◆ Task description
Which lines of the entries below hold the word "context"? Report each of them.

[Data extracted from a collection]
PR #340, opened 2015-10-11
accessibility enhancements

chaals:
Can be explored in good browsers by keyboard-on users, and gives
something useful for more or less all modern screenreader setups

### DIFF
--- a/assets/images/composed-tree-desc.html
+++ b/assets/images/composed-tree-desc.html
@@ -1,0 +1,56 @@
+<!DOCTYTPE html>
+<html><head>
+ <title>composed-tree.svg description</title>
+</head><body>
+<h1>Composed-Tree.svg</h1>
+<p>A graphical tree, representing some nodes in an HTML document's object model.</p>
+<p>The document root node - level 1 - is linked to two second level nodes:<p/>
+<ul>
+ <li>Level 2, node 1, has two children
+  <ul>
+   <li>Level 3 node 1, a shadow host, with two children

* * *

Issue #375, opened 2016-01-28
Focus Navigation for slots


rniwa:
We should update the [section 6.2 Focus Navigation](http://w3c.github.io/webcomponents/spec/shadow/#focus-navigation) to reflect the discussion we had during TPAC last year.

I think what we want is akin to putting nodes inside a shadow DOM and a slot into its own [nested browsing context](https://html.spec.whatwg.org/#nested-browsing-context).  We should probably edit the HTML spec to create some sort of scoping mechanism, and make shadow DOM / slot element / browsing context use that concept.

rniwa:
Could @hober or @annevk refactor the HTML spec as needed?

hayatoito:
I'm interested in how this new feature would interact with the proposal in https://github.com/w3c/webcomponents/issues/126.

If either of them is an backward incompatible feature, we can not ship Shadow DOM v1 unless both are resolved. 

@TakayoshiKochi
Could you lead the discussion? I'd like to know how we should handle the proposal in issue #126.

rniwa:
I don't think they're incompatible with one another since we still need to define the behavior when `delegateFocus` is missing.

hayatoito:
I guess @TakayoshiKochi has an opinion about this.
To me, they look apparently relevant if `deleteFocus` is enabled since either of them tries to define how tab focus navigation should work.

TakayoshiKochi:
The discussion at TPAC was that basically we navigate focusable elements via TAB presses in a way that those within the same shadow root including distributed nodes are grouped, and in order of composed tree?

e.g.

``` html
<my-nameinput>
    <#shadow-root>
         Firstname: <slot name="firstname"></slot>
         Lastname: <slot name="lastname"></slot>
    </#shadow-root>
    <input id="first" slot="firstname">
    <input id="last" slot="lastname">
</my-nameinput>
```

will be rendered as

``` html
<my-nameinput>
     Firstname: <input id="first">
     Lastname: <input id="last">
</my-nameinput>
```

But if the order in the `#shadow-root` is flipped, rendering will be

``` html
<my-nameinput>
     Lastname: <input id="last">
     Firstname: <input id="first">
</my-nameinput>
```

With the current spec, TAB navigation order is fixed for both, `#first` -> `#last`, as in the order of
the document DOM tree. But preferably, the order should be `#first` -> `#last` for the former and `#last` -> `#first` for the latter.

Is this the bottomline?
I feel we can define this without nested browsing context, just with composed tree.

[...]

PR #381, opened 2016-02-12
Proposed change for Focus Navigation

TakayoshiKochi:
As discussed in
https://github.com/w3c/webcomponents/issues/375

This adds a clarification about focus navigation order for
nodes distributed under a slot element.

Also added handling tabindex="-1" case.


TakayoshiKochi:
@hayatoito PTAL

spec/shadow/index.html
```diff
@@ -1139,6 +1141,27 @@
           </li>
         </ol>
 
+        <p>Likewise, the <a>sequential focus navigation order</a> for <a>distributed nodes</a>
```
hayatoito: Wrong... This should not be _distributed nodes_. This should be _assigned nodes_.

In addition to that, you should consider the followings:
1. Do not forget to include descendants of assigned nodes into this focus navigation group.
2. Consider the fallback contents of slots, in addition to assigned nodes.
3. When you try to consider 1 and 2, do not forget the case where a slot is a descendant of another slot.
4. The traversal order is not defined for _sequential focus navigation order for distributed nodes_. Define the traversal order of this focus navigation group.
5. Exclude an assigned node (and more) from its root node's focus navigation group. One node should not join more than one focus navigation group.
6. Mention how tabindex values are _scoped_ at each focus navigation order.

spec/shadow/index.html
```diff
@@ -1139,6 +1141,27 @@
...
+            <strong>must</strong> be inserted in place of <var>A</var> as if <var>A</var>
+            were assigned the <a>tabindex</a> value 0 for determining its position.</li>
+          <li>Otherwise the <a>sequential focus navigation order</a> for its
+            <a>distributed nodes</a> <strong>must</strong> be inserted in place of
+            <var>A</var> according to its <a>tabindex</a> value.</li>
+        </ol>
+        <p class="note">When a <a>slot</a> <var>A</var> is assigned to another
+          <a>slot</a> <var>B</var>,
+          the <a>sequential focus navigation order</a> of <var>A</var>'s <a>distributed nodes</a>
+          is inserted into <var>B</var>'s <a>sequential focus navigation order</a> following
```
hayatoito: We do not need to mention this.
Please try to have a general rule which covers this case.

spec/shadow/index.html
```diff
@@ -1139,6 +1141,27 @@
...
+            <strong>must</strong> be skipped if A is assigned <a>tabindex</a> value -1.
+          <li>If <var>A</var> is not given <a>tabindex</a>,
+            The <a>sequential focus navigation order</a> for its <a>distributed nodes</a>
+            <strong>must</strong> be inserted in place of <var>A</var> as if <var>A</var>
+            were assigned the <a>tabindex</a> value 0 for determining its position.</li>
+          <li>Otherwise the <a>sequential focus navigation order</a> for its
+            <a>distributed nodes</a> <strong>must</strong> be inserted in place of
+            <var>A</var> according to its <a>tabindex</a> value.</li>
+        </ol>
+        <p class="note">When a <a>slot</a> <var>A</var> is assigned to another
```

◆ Answer below
I think what we want is akin to putting nodes inside a shadow DOM and a slot into its own [nested browsing context](https://html.spec.whatwg.org/#nested-browsing-context).  We should probably edit the HTML spec to create some sort of scoping mechanism, and make shadow DOM / slot element / browsing context use that concept.
I feel we can define this without nested browsing context, just with composed tree.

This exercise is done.